EXTRACTED RECORDS:

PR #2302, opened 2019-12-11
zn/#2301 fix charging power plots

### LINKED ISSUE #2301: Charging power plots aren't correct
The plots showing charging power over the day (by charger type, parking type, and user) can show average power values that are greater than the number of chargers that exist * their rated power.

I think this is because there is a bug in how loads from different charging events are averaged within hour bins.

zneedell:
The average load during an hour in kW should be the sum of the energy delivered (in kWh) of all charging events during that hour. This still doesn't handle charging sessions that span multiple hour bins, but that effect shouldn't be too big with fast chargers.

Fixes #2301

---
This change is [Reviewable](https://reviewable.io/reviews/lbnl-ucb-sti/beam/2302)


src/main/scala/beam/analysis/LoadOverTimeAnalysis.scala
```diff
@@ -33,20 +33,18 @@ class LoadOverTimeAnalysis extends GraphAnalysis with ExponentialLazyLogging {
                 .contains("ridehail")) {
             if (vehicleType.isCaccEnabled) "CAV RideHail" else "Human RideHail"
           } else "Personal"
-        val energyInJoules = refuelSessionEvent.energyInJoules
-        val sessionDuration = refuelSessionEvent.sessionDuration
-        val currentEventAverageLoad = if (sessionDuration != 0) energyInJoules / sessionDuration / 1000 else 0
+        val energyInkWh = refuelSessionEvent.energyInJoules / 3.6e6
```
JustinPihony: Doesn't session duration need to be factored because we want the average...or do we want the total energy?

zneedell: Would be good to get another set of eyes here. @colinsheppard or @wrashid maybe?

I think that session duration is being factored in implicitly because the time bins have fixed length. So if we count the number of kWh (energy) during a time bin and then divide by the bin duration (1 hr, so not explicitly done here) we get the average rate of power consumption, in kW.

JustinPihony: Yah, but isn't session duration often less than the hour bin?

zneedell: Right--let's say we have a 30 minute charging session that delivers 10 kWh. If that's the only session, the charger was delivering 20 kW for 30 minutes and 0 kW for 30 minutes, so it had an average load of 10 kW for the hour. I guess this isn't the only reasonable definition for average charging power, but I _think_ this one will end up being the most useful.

==

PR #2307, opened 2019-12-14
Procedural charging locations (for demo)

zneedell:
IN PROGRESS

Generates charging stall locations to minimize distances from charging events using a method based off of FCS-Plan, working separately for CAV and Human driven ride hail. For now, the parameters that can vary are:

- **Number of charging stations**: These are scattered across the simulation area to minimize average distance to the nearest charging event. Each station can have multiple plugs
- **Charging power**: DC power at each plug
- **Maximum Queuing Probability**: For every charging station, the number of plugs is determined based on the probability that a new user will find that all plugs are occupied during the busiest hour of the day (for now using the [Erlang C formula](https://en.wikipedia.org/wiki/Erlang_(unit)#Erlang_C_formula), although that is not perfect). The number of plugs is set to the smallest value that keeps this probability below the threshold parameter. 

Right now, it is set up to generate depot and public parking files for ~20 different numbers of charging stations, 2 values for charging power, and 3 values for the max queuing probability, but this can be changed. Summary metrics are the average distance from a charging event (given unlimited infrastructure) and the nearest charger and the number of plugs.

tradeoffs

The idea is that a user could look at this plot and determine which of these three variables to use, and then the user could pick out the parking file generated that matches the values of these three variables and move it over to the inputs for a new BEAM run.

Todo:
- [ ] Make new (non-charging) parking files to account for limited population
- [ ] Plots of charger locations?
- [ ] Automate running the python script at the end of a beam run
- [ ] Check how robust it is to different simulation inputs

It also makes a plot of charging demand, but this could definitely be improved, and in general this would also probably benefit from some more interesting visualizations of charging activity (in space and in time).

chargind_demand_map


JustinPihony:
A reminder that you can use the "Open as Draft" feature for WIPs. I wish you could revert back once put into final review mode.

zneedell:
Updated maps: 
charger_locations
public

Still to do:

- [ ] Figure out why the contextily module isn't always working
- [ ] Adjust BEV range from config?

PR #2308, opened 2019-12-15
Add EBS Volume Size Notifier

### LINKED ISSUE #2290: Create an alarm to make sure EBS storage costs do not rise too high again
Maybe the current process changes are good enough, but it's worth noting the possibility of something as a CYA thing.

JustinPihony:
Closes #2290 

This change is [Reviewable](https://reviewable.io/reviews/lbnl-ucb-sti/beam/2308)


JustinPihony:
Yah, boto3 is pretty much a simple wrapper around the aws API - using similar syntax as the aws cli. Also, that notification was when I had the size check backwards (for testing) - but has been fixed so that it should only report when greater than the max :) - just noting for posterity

TASK OBJECTIVE: Retype word for word everything in the listing above from the line that holds "- [ ] Figure" down to the line that holds "Yah, boto3 is". Keep both end lines and leave out the rest.

EXERCISE ANSWER:
- [ ] Figure out why the contextily module isn't always working
- [ ] Adjust BEV range from config?

PR #2308, opened 2019-12-15
Add EBS Volume Size Notifier

### LINKED ISSUE #2290: Create an alarm to make sure EBS storage costs do not rise too high again
Maybe the current process changes are good enough, but it's worth noting the possibility of something as a CYA thing.

JustinPihony:
Closes #2290 

This change is [Reviewable](https://reviewable.io/reviews/lbnl-ucb-sti/beam/2308)


JustinPihony:
Yah, boto3 is pretty much a simple wrapper around the aws API - using similar syntax as the aws cli. Also, that notification was when I had the size check backwards (for testing) - but has been fixed so that it should only report when greater than the max :) - just noting for posterity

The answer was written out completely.